→ **Work task**:
The answer must consist of every line below that contains the word "TreeAdapter".

→ **Records to use**:
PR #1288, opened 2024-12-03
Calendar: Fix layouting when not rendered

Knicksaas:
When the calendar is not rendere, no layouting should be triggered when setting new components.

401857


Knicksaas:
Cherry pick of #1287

* * *

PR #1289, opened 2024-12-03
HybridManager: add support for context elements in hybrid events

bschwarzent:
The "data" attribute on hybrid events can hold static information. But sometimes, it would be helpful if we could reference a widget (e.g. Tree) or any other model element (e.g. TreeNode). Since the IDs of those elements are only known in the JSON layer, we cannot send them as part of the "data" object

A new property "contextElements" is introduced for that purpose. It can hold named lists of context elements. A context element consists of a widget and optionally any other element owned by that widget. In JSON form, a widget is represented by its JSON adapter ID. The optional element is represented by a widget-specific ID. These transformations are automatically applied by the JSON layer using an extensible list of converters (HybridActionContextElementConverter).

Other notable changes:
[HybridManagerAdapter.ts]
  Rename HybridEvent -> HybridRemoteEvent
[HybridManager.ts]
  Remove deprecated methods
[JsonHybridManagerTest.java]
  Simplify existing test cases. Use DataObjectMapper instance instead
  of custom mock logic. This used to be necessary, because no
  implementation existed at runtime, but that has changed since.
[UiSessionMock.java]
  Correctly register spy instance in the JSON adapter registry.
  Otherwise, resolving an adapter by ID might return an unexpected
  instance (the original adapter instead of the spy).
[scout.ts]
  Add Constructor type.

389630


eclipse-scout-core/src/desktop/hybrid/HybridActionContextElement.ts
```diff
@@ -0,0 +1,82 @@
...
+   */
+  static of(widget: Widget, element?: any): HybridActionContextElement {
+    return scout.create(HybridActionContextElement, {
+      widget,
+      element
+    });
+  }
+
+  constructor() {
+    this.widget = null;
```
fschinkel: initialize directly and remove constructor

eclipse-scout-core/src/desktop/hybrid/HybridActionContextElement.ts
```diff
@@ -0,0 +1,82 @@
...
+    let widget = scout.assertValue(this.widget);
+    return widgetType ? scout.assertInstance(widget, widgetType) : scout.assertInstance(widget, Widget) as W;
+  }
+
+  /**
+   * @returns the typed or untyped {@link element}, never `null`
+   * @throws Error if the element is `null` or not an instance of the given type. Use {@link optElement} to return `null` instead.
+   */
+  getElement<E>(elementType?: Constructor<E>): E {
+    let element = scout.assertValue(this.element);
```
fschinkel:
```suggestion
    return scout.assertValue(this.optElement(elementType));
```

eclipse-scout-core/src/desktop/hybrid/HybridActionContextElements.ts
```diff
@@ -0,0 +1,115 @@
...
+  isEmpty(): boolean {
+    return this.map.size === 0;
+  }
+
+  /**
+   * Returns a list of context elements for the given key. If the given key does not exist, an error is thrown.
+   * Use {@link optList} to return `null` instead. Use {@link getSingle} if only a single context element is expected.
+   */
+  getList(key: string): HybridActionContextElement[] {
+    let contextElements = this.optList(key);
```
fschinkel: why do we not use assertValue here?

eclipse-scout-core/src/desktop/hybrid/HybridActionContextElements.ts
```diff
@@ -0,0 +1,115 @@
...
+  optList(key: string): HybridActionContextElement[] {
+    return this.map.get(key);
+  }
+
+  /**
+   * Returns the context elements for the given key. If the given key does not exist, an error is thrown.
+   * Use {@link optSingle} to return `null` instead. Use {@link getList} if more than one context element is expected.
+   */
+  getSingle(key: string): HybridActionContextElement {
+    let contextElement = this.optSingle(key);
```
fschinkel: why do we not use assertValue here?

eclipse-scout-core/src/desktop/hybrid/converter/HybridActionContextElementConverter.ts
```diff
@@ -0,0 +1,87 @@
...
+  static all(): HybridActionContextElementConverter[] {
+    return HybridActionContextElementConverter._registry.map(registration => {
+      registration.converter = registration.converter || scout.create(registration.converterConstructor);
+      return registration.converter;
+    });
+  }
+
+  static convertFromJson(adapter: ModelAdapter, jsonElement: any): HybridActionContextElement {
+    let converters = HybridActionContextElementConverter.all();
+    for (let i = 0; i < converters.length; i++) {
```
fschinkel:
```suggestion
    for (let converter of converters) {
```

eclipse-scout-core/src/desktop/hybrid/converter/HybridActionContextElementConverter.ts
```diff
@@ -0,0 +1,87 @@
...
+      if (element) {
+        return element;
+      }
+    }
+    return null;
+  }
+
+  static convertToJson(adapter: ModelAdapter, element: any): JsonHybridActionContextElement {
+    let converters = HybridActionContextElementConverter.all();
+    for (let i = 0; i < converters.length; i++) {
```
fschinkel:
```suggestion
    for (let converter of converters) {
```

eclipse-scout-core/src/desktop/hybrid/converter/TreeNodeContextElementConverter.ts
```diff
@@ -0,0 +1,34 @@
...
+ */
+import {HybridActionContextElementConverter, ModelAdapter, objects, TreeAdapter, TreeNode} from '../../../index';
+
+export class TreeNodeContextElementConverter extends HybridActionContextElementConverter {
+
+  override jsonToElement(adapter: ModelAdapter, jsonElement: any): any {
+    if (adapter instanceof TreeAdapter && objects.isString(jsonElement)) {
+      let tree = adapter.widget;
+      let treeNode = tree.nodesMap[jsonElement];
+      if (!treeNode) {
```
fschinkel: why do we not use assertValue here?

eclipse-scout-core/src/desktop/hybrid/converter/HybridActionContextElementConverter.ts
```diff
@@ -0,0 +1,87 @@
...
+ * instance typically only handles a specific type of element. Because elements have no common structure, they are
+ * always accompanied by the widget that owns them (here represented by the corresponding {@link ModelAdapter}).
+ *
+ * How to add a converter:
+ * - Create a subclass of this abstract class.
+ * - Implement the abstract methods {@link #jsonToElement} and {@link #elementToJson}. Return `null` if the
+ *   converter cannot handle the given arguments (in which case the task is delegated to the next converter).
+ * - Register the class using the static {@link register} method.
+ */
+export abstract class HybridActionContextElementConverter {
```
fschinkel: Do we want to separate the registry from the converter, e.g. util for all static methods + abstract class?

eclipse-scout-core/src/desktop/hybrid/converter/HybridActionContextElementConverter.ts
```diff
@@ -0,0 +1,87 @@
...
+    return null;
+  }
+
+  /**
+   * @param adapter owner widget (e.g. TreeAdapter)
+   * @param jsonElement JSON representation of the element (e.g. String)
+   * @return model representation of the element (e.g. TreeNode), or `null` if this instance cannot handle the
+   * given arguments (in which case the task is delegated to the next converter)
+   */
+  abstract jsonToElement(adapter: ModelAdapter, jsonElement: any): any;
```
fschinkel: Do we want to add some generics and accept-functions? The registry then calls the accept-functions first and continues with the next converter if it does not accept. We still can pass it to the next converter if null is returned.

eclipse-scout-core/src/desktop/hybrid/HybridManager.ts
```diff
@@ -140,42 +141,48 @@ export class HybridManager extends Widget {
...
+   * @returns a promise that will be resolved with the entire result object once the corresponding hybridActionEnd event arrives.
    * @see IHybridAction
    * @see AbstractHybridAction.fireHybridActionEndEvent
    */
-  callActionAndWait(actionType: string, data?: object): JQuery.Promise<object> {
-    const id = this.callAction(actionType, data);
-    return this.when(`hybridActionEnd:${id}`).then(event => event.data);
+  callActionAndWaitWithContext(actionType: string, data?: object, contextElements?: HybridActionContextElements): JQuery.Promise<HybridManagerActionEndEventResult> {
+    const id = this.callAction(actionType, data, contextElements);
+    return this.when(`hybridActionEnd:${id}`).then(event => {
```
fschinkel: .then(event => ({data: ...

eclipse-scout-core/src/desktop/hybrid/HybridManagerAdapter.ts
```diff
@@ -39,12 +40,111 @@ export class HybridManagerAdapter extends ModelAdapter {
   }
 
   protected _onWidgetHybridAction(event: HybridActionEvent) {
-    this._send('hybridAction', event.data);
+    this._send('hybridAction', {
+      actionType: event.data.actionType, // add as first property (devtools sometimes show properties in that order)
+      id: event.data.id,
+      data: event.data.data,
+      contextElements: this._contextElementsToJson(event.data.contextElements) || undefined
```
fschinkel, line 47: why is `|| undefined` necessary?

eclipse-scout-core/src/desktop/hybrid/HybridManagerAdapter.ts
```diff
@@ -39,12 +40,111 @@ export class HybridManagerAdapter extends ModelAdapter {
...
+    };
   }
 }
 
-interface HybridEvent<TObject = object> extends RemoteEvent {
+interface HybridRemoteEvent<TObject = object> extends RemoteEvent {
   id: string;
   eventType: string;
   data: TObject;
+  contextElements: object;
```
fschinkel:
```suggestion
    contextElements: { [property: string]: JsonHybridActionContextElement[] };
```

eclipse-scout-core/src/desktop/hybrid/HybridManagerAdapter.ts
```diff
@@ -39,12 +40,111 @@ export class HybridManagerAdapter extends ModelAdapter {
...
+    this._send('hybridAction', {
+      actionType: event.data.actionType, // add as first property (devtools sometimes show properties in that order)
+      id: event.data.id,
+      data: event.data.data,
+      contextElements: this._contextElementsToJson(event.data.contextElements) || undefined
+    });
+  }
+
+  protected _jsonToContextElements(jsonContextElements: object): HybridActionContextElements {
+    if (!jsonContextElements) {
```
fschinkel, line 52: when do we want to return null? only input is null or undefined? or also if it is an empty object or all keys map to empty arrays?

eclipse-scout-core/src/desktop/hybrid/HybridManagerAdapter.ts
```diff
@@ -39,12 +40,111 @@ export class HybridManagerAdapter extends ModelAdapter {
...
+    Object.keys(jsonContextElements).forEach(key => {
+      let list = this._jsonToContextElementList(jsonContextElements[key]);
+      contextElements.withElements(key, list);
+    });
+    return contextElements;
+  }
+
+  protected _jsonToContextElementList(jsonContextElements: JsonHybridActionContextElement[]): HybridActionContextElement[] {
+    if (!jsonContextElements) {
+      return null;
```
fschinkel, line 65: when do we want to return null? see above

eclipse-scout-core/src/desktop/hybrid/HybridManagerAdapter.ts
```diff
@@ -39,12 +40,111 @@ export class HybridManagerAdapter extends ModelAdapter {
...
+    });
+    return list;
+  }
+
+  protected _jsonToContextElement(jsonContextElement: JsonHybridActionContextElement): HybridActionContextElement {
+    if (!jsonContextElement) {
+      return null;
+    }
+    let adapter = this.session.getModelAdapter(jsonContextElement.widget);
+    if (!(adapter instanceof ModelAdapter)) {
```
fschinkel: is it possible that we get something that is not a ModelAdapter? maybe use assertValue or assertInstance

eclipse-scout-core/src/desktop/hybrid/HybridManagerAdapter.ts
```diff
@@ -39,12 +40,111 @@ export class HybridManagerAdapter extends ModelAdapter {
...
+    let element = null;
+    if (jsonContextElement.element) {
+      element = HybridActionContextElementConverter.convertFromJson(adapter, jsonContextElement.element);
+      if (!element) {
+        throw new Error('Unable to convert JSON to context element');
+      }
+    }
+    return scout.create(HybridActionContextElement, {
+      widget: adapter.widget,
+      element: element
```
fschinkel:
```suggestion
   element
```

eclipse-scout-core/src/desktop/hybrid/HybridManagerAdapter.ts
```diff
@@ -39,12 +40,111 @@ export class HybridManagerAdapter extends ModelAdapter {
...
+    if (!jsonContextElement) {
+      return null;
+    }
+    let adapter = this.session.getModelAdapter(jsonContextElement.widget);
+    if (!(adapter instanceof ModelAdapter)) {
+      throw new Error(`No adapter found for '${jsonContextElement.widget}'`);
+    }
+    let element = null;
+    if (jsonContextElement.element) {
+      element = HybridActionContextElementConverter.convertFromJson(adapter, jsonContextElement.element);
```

→ **Task response**:
+import {HybridActionContextElementConverter, ModelAdapter, objects, TreeAdapter, TreeNode} from '../../../index';
+    if (adapter instanceof TreeAdapter && objects.isString(jsonElement)) {
+   * @param adapter owner widget (e.g. TreeAdapter)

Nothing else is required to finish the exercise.